§ What to produce: Where a line of the data below has the string "query", copy that line.

##### Entries shown

PR #1802, opened 2020-06-03
Improve Vercel GraphQL example

2color:
## What
- Upgrade `nexus-prisma` -> nexus-plugin-prisma/schema
- Make fields required in queries
- Add users queries
- Add better dev command

### DIFF
--- a/deployment-platforms/vercel-graphql/api/_lib/context.ts
+++ b/deployment-platforms/vercel-graphql/api/_lib/context.ts
@@ -1,7 +1,8 @@
 import { PrismaClient } from '@prisma/client'
 
 const prisma = new PrismaClient({
-  log: ['query', 'info', 'warn'],
+  // Uncomment for debugging purposes
+  // log: ['query', 'info', 'warn'],
 })
 
 export interface Context {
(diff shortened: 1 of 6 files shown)


deployment-platforms/vercel-graphql/api/_lib/context.ts
```diff
@@ -1,6 +1,8 @@
 import { PrismaClient } from '@prisma/client'
 
-const prisma = new PrismaClient()
+const prisma = new PrismaClient({
+  log: ['query', 'info', 'warn'],
```
divyenduz, line 4: Do we want to keep this logging in the examples?

2color: Yes.

2color: My thought was that this provides useful insight into what's happening with the application as queries come in.

Jolg42: I would put it commented with a comment "Useful for debugging..." or remove it personally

##########

§ Response area:
-  log: ['query', 'info', 'warn'],
+  // log: ['query', 'info', 'warn'],
+  log: ['query', 'info', 'warn'],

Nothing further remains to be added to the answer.